Top of DATASET RECORDS
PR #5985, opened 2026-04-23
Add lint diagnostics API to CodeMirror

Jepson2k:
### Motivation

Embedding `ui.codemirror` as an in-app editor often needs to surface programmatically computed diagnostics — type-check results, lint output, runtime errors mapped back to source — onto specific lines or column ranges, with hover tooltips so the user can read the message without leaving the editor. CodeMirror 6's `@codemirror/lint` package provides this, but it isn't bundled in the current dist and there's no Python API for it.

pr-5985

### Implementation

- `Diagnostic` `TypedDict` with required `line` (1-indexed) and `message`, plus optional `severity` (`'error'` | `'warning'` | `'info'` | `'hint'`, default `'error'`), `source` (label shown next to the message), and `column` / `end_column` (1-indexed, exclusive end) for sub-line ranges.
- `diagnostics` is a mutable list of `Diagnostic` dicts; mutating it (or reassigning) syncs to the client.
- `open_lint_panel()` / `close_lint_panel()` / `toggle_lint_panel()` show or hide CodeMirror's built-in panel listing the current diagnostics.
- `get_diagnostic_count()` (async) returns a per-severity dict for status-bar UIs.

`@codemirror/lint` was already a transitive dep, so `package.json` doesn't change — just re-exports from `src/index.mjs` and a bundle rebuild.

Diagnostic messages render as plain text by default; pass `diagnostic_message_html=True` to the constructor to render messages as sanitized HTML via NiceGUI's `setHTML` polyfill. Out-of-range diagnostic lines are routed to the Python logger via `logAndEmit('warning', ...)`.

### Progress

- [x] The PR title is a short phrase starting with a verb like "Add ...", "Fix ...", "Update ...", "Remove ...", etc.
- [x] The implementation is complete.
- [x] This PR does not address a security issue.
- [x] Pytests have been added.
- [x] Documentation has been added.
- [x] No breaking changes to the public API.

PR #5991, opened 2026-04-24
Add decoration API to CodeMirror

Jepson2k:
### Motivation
Bottom of DATASET RECORDS
Top of DATASET RECORDS
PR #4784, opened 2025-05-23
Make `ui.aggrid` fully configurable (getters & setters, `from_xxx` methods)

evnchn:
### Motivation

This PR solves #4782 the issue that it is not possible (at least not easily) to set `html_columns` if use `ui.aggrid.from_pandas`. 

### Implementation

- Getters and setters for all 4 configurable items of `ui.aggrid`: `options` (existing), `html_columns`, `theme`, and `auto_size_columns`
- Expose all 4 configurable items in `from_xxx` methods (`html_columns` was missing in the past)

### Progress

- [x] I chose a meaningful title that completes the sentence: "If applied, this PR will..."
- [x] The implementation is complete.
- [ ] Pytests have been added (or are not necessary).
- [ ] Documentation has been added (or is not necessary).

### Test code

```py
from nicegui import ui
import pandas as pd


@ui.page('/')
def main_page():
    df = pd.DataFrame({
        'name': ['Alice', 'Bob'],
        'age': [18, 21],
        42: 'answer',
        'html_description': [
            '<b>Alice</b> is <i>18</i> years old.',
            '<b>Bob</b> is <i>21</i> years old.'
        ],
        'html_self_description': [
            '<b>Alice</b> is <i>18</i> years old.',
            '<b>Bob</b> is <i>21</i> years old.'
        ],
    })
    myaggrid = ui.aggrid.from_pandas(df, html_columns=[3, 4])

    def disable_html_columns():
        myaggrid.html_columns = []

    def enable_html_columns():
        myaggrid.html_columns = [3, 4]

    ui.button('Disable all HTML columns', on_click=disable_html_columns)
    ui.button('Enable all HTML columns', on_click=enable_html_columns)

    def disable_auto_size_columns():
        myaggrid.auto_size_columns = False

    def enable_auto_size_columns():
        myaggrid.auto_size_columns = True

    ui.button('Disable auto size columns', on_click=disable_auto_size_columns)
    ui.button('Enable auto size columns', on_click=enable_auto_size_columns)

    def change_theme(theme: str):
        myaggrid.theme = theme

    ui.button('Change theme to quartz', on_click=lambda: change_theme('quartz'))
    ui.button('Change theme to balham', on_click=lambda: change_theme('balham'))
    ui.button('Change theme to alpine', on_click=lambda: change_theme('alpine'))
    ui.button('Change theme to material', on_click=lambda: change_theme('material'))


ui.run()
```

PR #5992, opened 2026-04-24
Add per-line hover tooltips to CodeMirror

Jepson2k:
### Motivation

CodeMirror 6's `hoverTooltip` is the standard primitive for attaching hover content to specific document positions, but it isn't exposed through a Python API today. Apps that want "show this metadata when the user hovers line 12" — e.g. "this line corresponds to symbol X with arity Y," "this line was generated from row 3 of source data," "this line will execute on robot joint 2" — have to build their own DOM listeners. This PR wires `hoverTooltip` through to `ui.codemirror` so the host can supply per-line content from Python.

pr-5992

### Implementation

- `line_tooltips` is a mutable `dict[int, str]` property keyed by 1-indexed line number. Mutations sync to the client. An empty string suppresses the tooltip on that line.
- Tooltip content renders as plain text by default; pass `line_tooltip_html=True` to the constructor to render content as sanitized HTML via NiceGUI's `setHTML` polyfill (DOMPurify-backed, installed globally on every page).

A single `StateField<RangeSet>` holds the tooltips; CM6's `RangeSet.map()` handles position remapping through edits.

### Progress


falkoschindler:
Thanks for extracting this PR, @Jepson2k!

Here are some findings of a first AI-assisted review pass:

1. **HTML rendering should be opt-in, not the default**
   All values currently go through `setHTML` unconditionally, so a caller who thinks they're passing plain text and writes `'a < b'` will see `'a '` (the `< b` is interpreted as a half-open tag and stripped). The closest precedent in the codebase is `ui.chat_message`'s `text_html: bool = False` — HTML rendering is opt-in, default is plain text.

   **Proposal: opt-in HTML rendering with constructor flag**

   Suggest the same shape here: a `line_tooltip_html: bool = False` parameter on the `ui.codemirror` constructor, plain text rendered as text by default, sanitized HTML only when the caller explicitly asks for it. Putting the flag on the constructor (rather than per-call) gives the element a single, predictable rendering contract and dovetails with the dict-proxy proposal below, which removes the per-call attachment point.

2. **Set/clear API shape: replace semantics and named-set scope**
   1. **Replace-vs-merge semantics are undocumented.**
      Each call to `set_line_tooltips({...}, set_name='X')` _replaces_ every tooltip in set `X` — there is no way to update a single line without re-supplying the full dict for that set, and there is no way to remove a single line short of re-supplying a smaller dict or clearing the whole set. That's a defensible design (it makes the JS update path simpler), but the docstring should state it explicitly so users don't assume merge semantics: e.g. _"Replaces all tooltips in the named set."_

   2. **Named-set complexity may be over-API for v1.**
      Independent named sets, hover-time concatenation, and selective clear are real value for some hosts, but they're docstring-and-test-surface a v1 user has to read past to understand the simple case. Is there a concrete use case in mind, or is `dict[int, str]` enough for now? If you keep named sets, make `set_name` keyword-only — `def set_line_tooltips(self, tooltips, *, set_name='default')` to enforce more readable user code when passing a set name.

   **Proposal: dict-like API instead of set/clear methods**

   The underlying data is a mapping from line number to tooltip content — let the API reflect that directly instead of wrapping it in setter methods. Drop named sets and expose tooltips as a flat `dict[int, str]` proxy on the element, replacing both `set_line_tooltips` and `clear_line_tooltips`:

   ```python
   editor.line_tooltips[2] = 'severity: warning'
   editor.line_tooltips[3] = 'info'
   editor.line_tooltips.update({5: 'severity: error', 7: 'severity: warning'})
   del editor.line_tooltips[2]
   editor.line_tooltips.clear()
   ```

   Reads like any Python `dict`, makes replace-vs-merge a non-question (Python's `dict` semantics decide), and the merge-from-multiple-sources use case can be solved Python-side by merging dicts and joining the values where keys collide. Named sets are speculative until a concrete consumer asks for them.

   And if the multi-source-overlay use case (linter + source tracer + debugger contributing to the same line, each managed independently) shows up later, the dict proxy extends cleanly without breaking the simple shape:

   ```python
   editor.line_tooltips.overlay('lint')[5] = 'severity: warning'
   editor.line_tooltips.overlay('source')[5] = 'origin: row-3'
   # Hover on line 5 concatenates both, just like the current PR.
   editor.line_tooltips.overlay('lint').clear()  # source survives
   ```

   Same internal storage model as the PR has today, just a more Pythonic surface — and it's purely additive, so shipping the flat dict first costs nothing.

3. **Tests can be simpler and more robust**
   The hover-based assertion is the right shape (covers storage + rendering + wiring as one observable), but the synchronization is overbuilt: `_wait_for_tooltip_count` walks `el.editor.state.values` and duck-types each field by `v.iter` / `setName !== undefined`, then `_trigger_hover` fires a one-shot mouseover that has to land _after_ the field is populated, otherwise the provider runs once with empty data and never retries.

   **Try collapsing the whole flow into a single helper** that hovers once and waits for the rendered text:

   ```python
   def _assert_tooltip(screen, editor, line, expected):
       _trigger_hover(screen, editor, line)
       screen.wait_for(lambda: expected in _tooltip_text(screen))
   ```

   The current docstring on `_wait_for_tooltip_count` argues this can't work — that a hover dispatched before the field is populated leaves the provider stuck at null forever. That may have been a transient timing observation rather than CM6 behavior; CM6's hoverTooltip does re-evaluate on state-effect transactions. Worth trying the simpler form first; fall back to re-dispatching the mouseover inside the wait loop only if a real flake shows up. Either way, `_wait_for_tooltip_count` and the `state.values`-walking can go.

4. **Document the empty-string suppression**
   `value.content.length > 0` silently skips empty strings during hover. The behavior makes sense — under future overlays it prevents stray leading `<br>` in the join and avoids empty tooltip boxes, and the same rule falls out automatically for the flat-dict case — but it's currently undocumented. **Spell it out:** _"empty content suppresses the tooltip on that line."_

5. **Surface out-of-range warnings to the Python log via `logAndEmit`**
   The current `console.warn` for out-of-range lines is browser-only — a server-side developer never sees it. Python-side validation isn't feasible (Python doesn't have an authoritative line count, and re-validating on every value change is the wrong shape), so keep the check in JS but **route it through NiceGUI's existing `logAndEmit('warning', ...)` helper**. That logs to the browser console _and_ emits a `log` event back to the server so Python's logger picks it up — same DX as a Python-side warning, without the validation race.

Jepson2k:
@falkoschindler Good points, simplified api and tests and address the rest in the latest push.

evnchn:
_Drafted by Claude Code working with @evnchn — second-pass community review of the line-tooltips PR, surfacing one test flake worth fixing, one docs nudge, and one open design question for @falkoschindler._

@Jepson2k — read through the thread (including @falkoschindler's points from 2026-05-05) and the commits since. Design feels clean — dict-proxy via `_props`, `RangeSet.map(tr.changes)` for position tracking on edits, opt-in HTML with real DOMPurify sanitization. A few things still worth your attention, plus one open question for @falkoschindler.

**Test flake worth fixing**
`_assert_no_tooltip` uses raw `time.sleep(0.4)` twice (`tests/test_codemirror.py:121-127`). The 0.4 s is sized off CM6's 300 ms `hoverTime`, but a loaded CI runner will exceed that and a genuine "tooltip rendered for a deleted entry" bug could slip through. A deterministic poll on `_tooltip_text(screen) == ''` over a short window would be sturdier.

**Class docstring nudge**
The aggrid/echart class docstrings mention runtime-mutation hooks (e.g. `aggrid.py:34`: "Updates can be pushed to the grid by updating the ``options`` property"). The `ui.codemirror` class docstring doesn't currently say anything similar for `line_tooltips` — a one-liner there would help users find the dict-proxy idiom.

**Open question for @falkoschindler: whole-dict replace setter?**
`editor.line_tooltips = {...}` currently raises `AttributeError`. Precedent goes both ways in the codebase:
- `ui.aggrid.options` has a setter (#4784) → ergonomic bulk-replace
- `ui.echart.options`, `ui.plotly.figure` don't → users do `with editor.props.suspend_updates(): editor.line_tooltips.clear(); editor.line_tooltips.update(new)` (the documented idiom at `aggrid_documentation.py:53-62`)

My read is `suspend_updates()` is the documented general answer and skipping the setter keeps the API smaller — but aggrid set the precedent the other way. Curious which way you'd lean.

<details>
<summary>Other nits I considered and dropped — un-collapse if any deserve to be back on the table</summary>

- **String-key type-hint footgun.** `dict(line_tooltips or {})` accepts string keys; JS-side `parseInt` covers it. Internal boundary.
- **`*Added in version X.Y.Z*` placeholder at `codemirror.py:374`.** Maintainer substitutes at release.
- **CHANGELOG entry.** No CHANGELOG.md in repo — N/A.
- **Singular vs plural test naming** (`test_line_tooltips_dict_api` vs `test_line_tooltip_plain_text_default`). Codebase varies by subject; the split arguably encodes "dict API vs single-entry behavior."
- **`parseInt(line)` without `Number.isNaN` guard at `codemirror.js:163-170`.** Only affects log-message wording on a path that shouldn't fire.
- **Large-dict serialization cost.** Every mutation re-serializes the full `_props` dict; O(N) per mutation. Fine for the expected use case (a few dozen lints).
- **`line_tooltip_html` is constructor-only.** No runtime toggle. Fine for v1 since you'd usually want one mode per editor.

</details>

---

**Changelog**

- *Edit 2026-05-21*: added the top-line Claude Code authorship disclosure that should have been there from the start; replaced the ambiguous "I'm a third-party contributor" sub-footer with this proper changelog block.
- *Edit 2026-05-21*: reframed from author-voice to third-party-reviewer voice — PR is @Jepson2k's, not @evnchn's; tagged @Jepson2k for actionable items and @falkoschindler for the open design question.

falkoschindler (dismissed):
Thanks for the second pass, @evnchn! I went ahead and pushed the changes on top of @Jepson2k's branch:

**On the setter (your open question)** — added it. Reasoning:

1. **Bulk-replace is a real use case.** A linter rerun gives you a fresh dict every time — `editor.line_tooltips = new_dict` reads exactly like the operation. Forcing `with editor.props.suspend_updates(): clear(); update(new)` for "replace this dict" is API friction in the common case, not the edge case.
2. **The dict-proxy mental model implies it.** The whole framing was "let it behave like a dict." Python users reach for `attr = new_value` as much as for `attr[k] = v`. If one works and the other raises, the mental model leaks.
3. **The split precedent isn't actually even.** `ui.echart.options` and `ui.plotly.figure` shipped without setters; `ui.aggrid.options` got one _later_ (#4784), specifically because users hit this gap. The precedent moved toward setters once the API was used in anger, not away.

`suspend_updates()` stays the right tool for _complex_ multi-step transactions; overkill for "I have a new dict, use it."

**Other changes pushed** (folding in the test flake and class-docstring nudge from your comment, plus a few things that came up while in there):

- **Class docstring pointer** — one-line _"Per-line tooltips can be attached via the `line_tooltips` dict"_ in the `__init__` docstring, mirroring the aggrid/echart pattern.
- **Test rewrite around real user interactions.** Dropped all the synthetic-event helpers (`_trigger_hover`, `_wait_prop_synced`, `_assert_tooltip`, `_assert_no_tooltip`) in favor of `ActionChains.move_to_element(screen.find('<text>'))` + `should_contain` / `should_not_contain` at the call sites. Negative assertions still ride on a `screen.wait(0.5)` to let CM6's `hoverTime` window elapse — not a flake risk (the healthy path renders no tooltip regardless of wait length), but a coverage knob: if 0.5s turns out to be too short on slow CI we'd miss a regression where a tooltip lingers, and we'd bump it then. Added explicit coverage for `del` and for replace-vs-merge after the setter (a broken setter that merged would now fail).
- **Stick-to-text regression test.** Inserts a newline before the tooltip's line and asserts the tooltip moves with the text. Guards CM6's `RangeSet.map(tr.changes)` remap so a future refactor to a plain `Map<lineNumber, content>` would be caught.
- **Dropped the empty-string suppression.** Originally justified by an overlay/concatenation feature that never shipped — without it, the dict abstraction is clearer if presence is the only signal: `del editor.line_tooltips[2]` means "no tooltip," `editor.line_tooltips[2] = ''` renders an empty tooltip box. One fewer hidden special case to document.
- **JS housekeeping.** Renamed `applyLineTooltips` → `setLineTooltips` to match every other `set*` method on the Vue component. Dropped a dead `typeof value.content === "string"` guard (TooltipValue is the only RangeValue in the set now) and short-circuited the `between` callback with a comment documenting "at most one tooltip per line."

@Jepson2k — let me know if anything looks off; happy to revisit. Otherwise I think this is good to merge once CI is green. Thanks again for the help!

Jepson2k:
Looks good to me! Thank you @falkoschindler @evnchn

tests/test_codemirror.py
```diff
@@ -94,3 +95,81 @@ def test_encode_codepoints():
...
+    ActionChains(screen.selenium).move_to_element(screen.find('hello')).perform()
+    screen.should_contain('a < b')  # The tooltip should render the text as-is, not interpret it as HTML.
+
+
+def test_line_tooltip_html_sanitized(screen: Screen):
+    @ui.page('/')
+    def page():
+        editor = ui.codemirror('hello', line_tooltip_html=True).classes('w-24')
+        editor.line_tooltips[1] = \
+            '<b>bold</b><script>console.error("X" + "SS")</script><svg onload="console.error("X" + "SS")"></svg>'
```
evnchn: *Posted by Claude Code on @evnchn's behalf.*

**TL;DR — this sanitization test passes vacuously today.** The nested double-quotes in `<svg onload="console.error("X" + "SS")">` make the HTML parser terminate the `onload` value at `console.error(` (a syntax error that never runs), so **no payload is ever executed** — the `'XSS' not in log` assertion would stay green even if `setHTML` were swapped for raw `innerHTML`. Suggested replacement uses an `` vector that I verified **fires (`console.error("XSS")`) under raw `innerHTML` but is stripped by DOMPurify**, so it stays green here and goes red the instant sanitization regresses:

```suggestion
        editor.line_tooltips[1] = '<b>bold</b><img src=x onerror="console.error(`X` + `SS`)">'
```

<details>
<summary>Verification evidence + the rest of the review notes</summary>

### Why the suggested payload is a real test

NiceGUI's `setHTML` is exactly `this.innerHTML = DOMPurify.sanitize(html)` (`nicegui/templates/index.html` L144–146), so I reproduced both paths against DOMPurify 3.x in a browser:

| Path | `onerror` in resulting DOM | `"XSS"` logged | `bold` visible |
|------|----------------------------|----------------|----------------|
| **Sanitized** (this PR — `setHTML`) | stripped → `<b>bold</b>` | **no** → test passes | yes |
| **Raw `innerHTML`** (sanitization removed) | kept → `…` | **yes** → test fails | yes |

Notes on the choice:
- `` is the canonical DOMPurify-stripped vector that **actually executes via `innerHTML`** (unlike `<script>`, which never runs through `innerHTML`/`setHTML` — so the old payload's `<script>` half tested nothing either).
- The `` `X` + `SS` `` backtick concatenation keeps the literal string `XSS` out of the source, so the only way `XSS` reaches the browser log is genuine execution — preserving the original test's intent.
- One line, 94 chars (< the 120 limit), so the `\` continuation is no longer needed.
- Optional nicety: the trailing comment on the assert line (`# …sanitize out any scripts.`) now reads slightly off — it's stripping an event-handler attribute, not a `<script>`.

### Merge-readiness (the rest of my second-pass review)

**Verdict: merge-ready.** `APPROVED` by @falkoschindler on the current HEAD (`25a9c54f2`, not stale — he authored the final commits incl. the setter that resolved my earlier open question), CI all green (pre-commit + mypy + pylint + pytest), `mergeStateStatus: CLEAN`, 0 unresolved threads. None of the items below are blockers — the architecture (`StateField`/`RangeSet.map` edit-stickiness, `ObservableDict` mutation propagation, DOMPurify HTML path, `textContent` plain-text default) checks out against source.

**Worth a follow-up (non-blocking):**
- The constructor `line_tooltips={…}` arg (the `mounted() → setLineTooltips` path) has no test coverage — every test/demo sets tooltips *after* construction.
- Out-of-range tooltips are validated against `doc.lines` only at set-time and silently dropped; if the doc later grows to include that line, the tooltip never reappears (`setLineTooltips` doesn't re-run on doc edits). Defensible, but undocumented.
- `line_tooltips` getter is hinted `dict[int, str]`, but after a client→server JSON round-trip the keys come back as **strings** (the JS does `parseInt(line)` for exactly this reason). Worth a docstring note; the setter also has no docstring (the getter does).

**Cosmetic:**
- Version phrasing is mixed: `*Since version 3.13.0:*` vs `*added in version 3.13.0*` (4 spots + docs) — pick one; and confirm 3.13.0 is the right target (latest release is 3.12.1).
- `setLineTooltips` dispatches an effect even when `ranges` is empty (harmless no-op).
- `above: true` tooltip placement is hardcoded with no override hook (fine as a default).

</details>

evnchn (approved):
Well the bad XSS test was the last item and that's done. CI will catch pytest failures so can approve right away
Bottom of DATASET RECORDS
# WHAT IS EXPECTED
After reading the records above, work out how many lines contain "myaggrid" and give that number only.

# COMPLETED EXERCISE
6